Dans un contexte d’incendies plus intenses et d’épisodes caniculaires plus fréquents, le constructeur veut positionner cet appareil comme une réponse au renouvellement et à l’augmentation des flottes mondiales de bombardiers d’eau de type Canadair. L’entrée en service du FF72 est annoncée pour la saison des feux 2029.

Multiplast transpose la course au large dans l’aéronautique

Pour concevoir les flotteurs, Positive Aviation s’appuie sur l’expérience de Multiplast Groupe Carboman dans les structures composites soumises à des contraintes extrêmes. Fondée en 1981, l’entreprise vannetaise s’est d’abord forgé une réputation dans les bateaux de compétition. Ses réalisations ont notamment été engagées sur les records de l’Atlantique, le Trophée Jules Verne, la Route du Rhum et la Volvo Ocean Race.

Depuis 25 ans, Multiplast transpose ce savoir-faire à d’autres marchés, parmi lesquels l’aéronautique, le spatial, la défense, l’industrie et le génie civil. L’entreprise compte aujourd’hui 130 collaborateurs.

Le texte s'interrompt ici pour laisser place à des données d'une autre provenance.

PR #144, opened 2024-10-02
Waiting for handlers to finish in all exit cases + abort and compensation in a message handler

dandavison:
Two new samples. From the READMEs:

```markdown
# Waiting for message handlers

This workflow demonstrates how to wait for signal and update handlers to
finish in the following circumstances:

- Before a successful return
- On failure
- On cancellation
```

```markdown
# Waiting for message handlers, and performing compensation and cleanup in message handlers

This sample demonstrates how to do the following:

1. Ensure that all update/signal handlers are finished before a successful
    workflow return, and on workflow cancellation and failure.
2. Perform compensation/cleanup in an update handler when the workflow is
    cancelled or fails.
```


message_passing/message_handler_waiting_compensation_cleanup/workflows.py
```diff
@@ -0,0 +1,121 @@
...
+            # handlers to finish in a `finally` block. The reason is that other
+            # exception types will cause a Workflow Task failure, in which case
+            # we do *not* want to wait for message handlers to finish.
+            result = await self._run(input)
+            await workflow.wait_condition(workflow.all_handlers_finished)
+            return result
+        except (
+            asyncio.CancelledError,
+            workflow.ContinueAsNewError,
+            exceptions.FailureError,
```
drewhoskins-temporal, line 45: I wonder if we add a wrapper here so that one can do like:
```
except e:
   if is_workflow_exit_exception(e):
     await workflow.wait_condition(workflow.all_handlers_finished)
   raise e
```

message_passing/message_handler_waiting_compensation_cleanup/workflows.py
```diff
@@ -0,0 +1,121 @@
...
+        # prematurely in the same tick of the event loop. If the Update has
+        # completed, return the Update result to the caller, whether or not the
+        # Workflow is exiting.
+        if (
+            update_task in first_completed
+            or input.on_premature_workflow_exit == OnWorkflowExitAction.CONTINUE
+        ):
+            return await update_task
+        else:
+            await self._my_update_compensation_and_cleanup()
```
cretz, line 77: Usually when people refer to compensations, they want to clean up on any failure, not just on workflow complete. This compensation is not run on update task failure.

I would recommend calling `asyncio.Future.set_exception` for the workflow exit exception, and changing to `return_when=asyncio.FIRST_EXCEPTION`, and put this compensation in an `except` before re-raising. This also may clean up your future generic and let you assume the successful result of wait is a single-item array of the update task

message_passing/message_handler_waiting_compensation_cleanup/workflows.py
```diff
@@ -0,0 +1,121 @@
...
+        self.workflow_exit_exception: asyncio.Future[BaseException] = asyncio.Future()
+
+    @workflow.run
+    async def run(self, input: WorkflowInput) -> str:
+        try:
+            # 👉 Use this `try...except` style, instead of waiting for message
+            # handlers to finish in a `finally` block. The reason is that other
+            # exception types will cause a Workflow Task failure, in which case
+            # we do *not* want to wait for message handlers to finish.
+            result = await self._run(input)
```
cretz, line 39: I think splitting the run logic to half at the top of the class and have way at the bottom makes the sample hard to read, consider inlining

message_passing/message_handler_waiting_compensation_cleanup/workflows.py
```diff
@@ -0,0 +1,121 @@
...
+
+        (1) In the case where the workflow finishes successfully, the worker
+            would get an UnfinishedUpdateHandlersWarning (TMPRL1102) if the main
+            workflow task didn't wait for it to finish.
+
+        (2) In the other cases (failure, cancellation, and continue-as-new), the
+            premature workflow exit will occur before the update is finished.
+        """
+        # Ignore: implementation detail specific to this sample
+        self._update_started = True
```
cretz, line 94: We haven't traditionally encouraged users to prefix `_` to private workflow things since the only users that get an instance of the workflow are the implementers. Up to you, but it's not a common pattern you'll see elsewhere in our docs/samples (as opposed to cases where you do want to make it clear to people holding an instance that certain methods are off limits).

message_passing/message_handler_waiting_compensation_cleanup/workflows.py
```diff
@@ -0,0 +1,121 @@
...
+    @workflow.update
+    async def my_update(self, input: UpdateInput) -> str:
+        """
+        This update handler demonstrates how to handle the situation where the
+        main Workflow method exits prematurely. In that case we perform
+        compensation/cleanup, and fail the Update. The Update caller will get a
+        WorkflowUpdateFailedError.
+        """
+        # Coroutines must be wrapped in tasks in order to use workflow.wait.
+        update_task = asyncio.Task(self._my_update())
```
cretz, line 60:
```suggestion
        update_task = asyncio.create_task(self._my_update())
```

This is the recommended way to create a task (starts it in the background). Per https://docs.python.org/3/library/asyncio-task.html#asyncio.Task:

> Use the high-level [asyncio.create_task()](https://docs.python.org/3/library/asyncio-task.html#asyncio.create_task) function to create Tasks, or the low-level [loop.create_task()](https://docs.python.org/3/library/asyncio-eventloop.html#asyncio.loop.create_task) or [ensure_future()](https://docs.python.org/3/library/asyncio-future.html#asyncio.ensure_future) functions. Manual instantiation of Tasks is discouraged.

message_passing/message_handler_waiting_compensation_cleanup/workflows.py
```diff
@@ -0,0 +1,121 @@
...
+        workflow.logger.info(
+            "performing update handler compensation and cleanup operations"
+        )
+
+    async def _run(self, input: WorkflowInput) -> str:
+        # Ignore this method unless you are interested in the implementation
+        # details of this sample.
+
+        # Wait until handlers started, so that we are demonstrating that we wait for them to finish.
+        await workflow.wait_condition(lambda: getattr(self, "_update_started", False))
```
cretz, line 111:
```suggestion
        await workflow.wait_condition(lambda: self._update_started)
```

And would recommend initializing it to `False` in the constructor

message_passing/message_handler_waiting_compensation_cleanup/workflows.py
cretz, line 77: May want to demonstrate running an activity in the cleanup since that's the most common approach. May also want to cancel the update's activity first (whether you want to wait for update cancellation is up to you).

Also, one of the problems that plagues compensation writers is what to do with an error on compensation. Will leave it up to you, but at the least if we want to leave it like this, should acknowledge in a comment above this that we are intentionally letting raised compensation exceptions swallow the existing one.

message_passing/message_handler_waiting_compensation_cleanup/workflows.py
```diff
@@ -0,0 +1,121 @@
...
+        if (
+            update_task in first_completed
+            or input.on_premature_workflow_exit == OnWorkflowExitAction.CONTINUE
+        ):
+            return await update_task
+        else:
+            await self._my_update_compensation_and_cleanup()
+            raise exceptions.ApplicationError(
+                f"The update failed because the workflow run exited: {await self.workflow_exit_exception}"
+            )
```
cretz, line 80:
```suggestion
            raise exceptions.ApplicationError(
                "The update failed because the workflow run exited"
            ) from await self.workflow_exit_exception
```

This retains the stack trace and cause chain and such (though if/when changing the logic to use future exception this logic may be a bit clearer)

message_passing/message_handler_waiting_compensation_cleanup/workflows.py
```diff
@@ -0,0 +1,121 @@
...
+        # details of this sample.
+
+        # Wait until handlers started, so that we are demonstrating that we wait for them to finish.
+        await workflow.wait_condition(lambda: getattr(self, "_update_started", False))
+        if input.exit_type == WorkflowExitType.SUCCESS:
+            return "workflow-result"
+        elif input.exit_type == WorkflowExitType.CONTINUE_AS_NEW:
+            workflow.continue_as_new(WorkflowInput(exit_type=WorkflowExitType.SUCCESS))
+        elif input.exit_type == WorkflowExitType.FAILURE:
+            raise exceptions.ApplicationError("deliberately failing workflow")
```
cretz, line 117: Inconsistent with whether you capitalize exception messages (in other places we do)

message_passing/message_handler_waiting_compensation_cleanup/workflows.py
```diff
@@ -0,0 +1,121 @@
...
+        self._update_started = True
+
+        await workflow.execute_activity(
+            my_activity, start_to_close_timeout=timedelta(seconds=10)
+        )
+        return "update-result"
+
+    async def _my_update_compensation_and_cleanup(self):
+        workflow.logger.info(
+            "performing update handler compensation and cleanup operations"
```
cretz, line 103: Pedantic, but in other places we capitalize logs

message_passing/message_handler_waiting_compensation_cleanup/workflows.py
dandavison: `asyncio.CancelledError` can occur in many different contexts and should only be a "workflow exit" exception in a small subset of those contexts. I'm not sure about the need for a utility method, and I don't think we would want a function `is_workflow_exit_exception` to simply return `True` for an instance of `asyncio.CancelledError`.

cretz: > asyncio.CancelledError can occur in many different contexts and should only be considered a "workflow exit" exception in a small subset of those contexts.

It is currently always considered a workflow exit exception when raised from the workflow (see [here](https://github.com/temporalio/sdk-python/blob/2e6d742ce1531741c0f953a311689bd72781b720/temporalio/worker/_workflow_instance.py#L1834-L1836)). It is never treated as a task failure. IMO another way to phrase this helper instead of "is workflow exit exception" is more like "is not workflow task failure exception", but the former reads better as a function name.

cretz: > I think we may want to make a change to the SDK to make the failure_exception_types set at worker and/or workflow level available.

I think the helper would be enough for now. I don't think a user using those collections directly value (we may change what we consider a workflow exit exception, but yes currently it's Temporal failure, asyncio cancelled error, or an instance of a type in one of those two collections).

message_passing/message_handler_waiting_compensation_cleanup/workflows.py
cretz: Arguably, it's just a bit hard to follow to have to jump around the file for this very simple primary workflow logic. But not a big deal.

message_passing/message_handler_waiting_compensation_cleanup/workflows.py
cretz: I think it should be in view and IMO we should encourage explicit attributes over string-based ones, even for control-based attributes like this one. But it's not a big deal.

message_passing/message_handler_waiting_compensation_cleanup/workflows.py
dandavison: This was a very helpful comment (and certainly a bug that it wasn't handling failures in the update handler). I've rewritten the "control plane" logic here (partly in collaboration with @cretz offline) and am writing tests for the sample.

dandavison: Agreed, done.

message_passing/waiting_for_handlers_and_compensation/workflows.py
```diff
@@ -0,0 +1,180 @@
...
+        # that coroutines must be wrapped in tasks in order to use
+        # workflow.wait.
+        update_task = asyncio.create_task(self._my_update())
+
+        # 👉 "Race" the workflow_exit future against the handler's own application
+        # logic. Always use `workflow.wait` instead of `asyncio.wait` in
+        # Workflow code: asyncio's version is non-deterministic.
+        await workflow.wait(  # type: ignore
+            [update_task, self.workflow_exit], return_when=asyncio.FIRST_EXCEPTION
+        )
```
drewhoskins-temporal, line 102: This makes sense, and looks like a pain, but I'm not sure how often people want to cancel in-process update handlers in response to a workflow exit as opposed to simply waiting for the handlers to complete.
My guess is that most people are happy to wait because such cases are not particularly latency sensitive.
It may be okay that this is more of a power user struggle.

message_passing/waiting_for_handlers_and_compensation/workflows.py
```diff
@@ -0,0 +1,180 @@
...
+
+        It ensures that:
+        - Compensation/cleanup is always performed when appropriate
+        - The update caller gets the update result, or WorkflowUpdateFailedError
+        """
+        # 👉 As with the main workflow method, the update application logic is
+        # implemented in a separate method in order to separate "platform-level"
+        # error-handling and compensation concerns from application logic. Note
+        # that coroutines must be wrapped in tasks in order to use
+        # workflow.wait.
```
drewhoskins-temporal, line 94: nit: This struck me as abstract.  Lines 97-102 are what helped me understand what's going on, so I would probably drop this.

message_passing/waiting_for_handlers_and_compensation/workflows.py
```diff
@@ -0,0 +1,180 @@
...
+            else:
+                # 👉 The main workflow method exited prematurely due to an
+                # error, and this happened before the update finished. Fail the
+                # update with the workflow exception as cause.
+                raise exceptions.ApplicationError(
+                    "The update failed because the workflow run exited"
+                ) from cast(BaseException, self.workflow_exit.exception())
+        # 👉 Catch BaseException since asyncio.CancelledError does not inherit
+        # from Exception.
+        except BaseException as e:
```
drewhoskins-temporal, line 121: I haven't thought deeply, but I'm wondering if using a child workflow would work better for use cases in which there are compensations.  Would it be more straightforward?  Would it work better, e.g. by letting the workflow exit and letting the child workflow finish up the compensations?
Obviously that's extra latency which some might not be able to afford.  And it's a lot of code, though it might be easier than this.

message_passing/waiting_for_handlers_and_compensation/workflows.py
```diff
@@ -0,0 +1,180 @@
...
+            if is_workflow_exit_exception(e):
+                try:
+                    await self.my_update_compensation()
+                except BaseException as e:
+                    raise exceptions.ApplicationError(
+                        "Update compensation failed"
+                    ) from e
+            raise
+
+    async def my_update_compensation(self):
```
drewhoskins-temporal, line 131: It'd be cool if folks could register cancellation handlers with an annotation similar to validators.

message_passing/waiting_for_handlers_and_compensation/workflows.py
```diff
@@ -0,0 +1,180 @@
...
+            return "workflow-result"
+        elif input.exit_type == WorkflowExitType.FAILURE:
+            raise exceptions.ApplicationError("deliberately failing workflow")
+        elif input.exit_type == WorkflowExitType.CANCELLATION:
+            # Block forever; the starter will send a workflow cancellation request.
+            await asyncio.Future()
+        raise AssertionError("unreachable")
+
+
+def is_workflow_exit_exception(e: BaseException) -> bool:
```
drewhoskins-temporal, line 177: 👍 , This feels like a concept worth highlighting (and maybe adding a helper?) that I think lots of users would benefit from.  Good to take every opportunity to teach users about which exceptions fail the workflow and the fact that some don't fail it (and that this is a good thing), and then show how that intersects with cleanup code like this.

drewhoskins-temporal (commented):
Feels to me like there's two main things going on here.
* cleaning up the workflow's handlers
* aborting updates and compensating for them.

Both seem valid.  The first feels mainstream, the second power user (though we may start to get feedback telling us otherwise).

I wonder if they should be separate samples, or at least more clearly frame this one so people can just pick out what they need.

I can imagine pretty achievable framework improvements we could do for both scenarios.  Given that we've heard a lot more feedback about the first scenario, that'd be my guess as to where to invest for now.

message_passing/waiting_for_handlers_and_compensation/workflows.py
dandavison: Agreed, done.

message_passing/waiting_for_handlers_and_compensation/workflows.py
dandavison: I'm not sure I agree with this. The point isn't the latency -- it's that if the workflow is exiting due to a failure/cancellation then the update may need to perform a rollback / cancellation. So they can't "simply wait for the handler to complete" because the handler has to learn whether it should proceed to the end of its happy path, or perform rollback / compensation.

message_passing/waiting_for_handlers_and_compensation/workflows.py
dandavison: Right, I think we all agreed on that. https://github.com/temporalio/features/issues/589

message_passing/waiting_for_handlers_and_compensation/workflows.py
dandavison: Interesting idea! Make a note of it?

dandavison:
> I wonder if they should be separate samples

Yes, I made them into two separate samples: 

```markdown
# Waiting for message handlers

This workflow demonstrates how to wait for signal and update handlers to
finish in the following circumstances:

- Before a successful return
- On failure
- On cancellation
```

```markdown
# Waiting for message handlers, and performing compensation and cleanup in message handlers

This sample demonstrates how to do the following:

1. Ensure that all update/signal handlers are finished before a successful
    workflow return, and on workflow cancellation and failure.
2. Perform compensation/cleanup in an update handler when the workflow is
    cancelled or fails.
```

This should be ready to merge now.

cretz (approved):
Nothing blocking

message_passing/waiting_for_handlers/workflows.py
```diff
@@ -0,0 +1,95 @@
...
+    WorkflowExitType,
+    WorkflowInput,
+    WorkflowResult,
+)
+from message_passing.waiting_for_handlers.activities import (
+    activity_executed_by_update_handler,
+)
+
+
+def is_workflow_exit_exception(e: BaseException) -> bool:
```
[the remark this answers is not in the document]
dandavison: Yep, it says that in the comment:

```python
    # 👉 If you have set additional failure_exception_types you should also
    # check for these here.
```

and we have https://github.com/temporalio/features/issues/589 for the utility.

message_passing/waiting_for_handlers/starter.py
```diff
@@ -0,0 +1,69 @@
...
+            f"    🔴 caught exception while waiting for workflow result: {e}: {e.__cause__ or ''}"
+        )
+
+
+async def main():
+    for exit_type in [
+        WorkflowExitType.SUCCESS,
+        WorkflowExitType.FAILURE,
+        WorkflowExitType.CANCELLATION,
+    ]:
```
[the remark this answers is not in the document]
dandavison: The purpose of this sample is partly to teach users about what errors they'll see under different sorts of workflow exit. See the README:

```
workflow exit type: SUCCESS
    🟢 caller received update result
    🟢 caller received workflow result


workflow exit type: FAILURE
    🟢 caller received update result
    🔴 caught exception while waiting for workflow result: Workflow execution failed: deliberately failing workflow


workflow exit type: CANCELLATION
    🟢 caller received update result
```

message_passing/waiting_for_handlers/workflows.py
```diff
@@ -0,0 +1,95 @@
...
+            # handlers to finish.
+            result = await self._my_workflow_application_logic(input)
+            await workflow.wait_condition(workflow.all_handlers_finished)
+            return result
+        # 👉 Catch BaseException since asyncio.CancelledError does not inherit
+        # from Exception.
+        except BaseException as e:
+            if is_workflow_exit_exception(e):
+                await workflow.wait_condition(workflow.all_handlers_finished)
+            raise
```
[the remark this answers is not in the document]
dandavison: I think that showing them how to wait for the handler when the workflow fails is useful since it points them towards how to implement graceful cleanup of a handler execution.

« Ce projet illustre la complémentarité de nos savoir-faire historiques dans la course au large et de notre expertise acquise dans l’aéronautique et la défense. Nous sommes fiers de mettre aujourd’hui les compétences de notre entreprise au service d’un appareil conçu pour renforcer la lutte contre les incendies », souligne Yann Penfornis, directeur général de Multiplast.

Le Technocentre nantais apporte, de son côté, les compétences d’Airbus Atlantic dans la fabrication et l’intégration de structures associant composite et métal. Le groupe intervient notamment sur des sections de fuselage d’avions de ligne Airbus, les voilures d’ATR et des composants du programme militaire A400M.

Une filière de plus de 150 professionnels en France

Au-delà du démonstrateur, Positive Aviation entend structurer une nouvelle filière consacrée à la lutte aérienne contre les mégafeux. Le programme réunit déjà plus de 150 professionnels en France et rapproche deux secteurs industriels fortement implantés dans le pays : le naval et l’aéronautique.

Le constructeur présente le FF72 comme une alternative européenne au Canadair, à la fois souveraine, rapidement disponible et plus accessible économiquement. Selon ses estimations, l’appareil offrirait 30 % de capacité supplémentaire, pour un coût d’acquisition et des charges opérationnelles divisés par deux. L’objectif affiché consiste aussi à préserver la doctrine française de lutte contre les incendies, bâtie depuis 30 ans autour de la capacité d’écopage et considérée par l’entreprise comme l’une des plus performantes au monde.

Positive Aviation indique avoir déjà obtenu une première commande ferme de 10 FF72 auprès de la société américaine Bridger Aerospace. La production en série doit être lancée dès 2027, à l’issue des vols d’essai du démonstrateur FF72-X1. Entre la sortie des premières coques composites et leur arrivée prochaine à Toulouse, le programme entre ainsi dans la phase où ses ambitions industrielles devront se mesurer au réel.